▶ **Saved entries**
━━━━━━━━━━━━━━━━━━━━━━━━━━━━━━

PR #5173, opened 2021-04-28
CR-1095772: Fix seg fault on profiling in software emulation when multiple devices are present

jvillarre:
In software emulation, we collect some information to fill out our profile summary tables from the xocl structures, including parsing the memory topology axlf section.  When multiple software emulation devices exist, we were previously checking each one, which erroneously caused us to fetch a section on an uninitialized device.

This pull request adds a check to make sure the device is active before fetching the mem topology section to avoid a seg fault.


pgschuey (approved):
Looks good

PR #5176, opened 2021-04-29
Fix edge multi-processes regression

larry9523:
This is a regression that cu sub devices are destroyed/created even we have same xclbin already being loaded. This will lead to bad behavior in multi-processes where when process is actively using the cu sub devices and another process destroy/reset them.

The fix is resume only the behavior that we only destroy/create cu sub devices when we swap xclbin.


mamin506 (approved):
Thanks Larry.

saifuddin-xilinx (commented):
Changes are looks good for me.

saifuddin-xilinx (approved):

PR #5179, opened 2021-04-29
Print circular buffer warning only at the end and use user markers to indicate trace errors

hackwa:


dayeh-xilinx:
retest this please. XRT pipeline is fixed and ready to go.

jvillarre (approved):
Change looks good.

━━━━━━━━━━━━━━━━━━━━━━━━━━━━━━

Return each line of the data that contains the string "only".

The fix is resume only the behavior that we only destroy/create cu sub devices when we swap xclbin.
Print circular buffer warning only at the end and use user markers to indicate trace errors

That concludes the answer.